Lines holding the word "golang" are the ones to copy from the data below.

※ ※ ※

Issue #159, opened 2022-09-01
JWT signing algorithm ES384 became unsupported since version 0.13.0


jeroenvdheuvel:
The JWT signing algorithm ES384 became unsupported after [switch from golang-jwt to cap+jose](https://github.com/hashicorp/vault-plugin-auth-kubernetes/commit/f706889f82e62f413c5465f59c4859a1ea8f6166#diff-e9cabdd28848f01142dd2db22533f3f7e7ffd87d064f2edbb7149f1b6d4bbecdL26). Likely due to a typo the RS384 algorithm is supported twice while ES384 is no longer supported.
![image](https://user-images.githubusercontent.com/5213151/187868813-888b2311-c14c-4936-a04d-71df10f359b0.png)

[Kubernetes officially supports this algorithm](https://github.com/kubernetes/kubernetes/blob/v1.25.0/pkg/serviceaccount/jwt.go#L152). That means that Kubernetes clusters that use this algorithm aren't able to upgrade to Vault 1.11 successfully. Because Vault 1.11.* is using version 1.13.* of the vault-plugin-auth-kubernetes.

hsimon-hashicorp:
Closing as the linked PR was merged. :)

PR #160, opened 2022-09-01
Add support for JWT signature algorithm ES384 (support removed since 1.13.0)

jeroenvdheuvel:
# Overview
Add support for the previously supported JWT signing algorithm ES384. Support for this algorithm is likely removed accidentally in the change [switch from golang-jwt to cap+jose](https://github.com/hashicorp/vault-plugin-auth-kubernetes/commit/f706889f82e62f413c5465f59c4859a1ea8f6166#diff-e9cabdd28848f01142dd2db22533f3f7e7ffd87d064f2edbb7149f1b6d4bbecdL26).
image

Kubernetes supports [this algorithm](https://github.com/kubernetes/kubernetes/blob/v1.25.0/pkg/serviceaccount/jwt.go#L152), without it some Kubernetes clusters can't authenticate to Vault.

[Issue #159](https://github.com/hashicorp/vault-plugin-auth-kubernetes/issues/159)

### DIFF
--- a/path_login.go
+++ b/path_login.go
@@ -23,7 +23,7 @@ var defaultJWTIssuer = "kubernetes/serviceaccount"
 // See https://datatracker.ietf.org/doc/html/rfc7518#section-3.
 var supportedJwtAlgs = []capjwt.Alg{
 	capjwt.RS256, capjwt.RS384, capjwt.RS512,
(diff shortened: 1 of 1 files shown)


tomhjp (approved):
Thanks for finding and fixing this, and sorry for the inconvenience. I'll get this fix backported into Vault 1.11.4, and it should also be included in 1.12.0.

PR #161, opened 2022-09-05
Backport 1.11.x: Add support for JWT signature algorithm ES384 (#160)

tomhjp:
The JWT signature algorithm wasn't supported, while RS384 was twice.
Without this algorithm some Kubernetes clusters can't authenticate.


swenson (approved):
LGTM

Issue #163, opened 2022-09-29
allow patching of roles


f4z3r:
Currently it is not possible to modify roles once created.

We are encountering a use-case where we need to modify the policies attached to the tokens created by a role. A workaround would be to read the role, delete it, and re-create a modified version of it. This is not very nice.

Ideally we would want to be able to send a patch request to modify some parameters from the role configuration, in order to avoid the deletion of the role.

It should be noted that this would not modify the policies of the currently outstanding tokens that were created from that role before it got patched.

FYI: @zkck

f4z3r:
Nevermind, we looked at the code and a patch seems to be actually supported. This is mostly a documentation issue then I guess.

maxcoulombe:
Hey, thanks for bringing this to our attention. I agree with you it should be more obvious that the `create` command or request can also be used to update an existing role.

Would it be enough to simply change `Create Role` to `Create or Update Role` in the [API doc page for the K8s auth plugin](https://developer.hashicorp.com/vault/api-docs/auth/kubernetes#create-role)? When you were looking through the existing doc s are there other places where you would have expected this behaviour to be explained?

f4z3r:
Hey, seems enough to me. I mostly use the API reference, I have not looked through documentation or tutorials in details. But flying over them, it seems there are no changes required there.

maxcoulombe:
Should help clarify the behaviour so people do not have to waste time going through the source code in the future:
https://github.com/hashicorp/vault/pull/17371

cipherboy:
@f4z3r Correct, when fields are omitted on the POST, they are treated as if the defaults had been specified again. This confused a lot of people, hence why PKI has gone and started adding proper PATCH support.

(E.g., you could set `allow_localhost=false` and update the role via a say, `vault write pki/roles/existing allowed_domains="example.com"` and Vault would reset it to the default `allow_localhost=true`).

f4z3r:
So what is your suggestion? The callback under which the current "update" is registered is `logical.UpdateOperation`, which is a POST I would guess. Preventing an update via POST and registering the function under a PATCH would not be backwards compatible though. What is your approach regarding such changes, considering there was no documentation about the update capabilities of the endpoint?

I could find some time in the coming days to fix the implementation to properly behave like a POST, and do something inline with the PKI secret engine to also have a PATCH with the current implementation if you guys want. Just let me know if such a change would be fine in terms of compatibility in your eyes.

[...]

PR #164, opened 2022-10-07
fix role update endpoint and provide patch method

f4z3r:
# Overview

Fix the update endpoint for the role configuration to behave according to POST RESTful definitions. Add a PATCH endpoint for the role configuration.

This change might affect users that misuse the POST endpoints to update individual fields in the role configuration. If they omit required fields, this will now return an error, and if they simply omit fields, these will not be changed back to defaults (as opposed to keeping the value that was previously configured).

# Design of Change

※ ※ ※

Response to this task »
The JWT signing algorithm ES384 became unsupported after [switch from golang-jwt to cap+jose](https://github.com/hashicorp/vault-plugin-auth-kubernetes/commit/f706889f82e62f413c5465f59c4859a1ea8f6166#diff-e9cabdd28848f01142dd2db22533f3f7e7ffd87d064f2edbb7149f1b6d4bbecdL26). Likely due to a typo the RS384 algorithm is supported twice while ES384 is no longer supported.
Add support for the previously supported JWT signing algorithm ES384. Support for this algorithm is likely removed accidentally in the change [switch from golang-jwt to cap+jose](https://github.com/hashicorp/vault-plugin-auth-kubernetes/commit/f706889f82e62f413c5465f59c4859a1ea8f6166#diff-e9cabdd28848f01142dd2db22533f3f7e7ffd87d064f2edbb7149f1b6d4bbecdL26).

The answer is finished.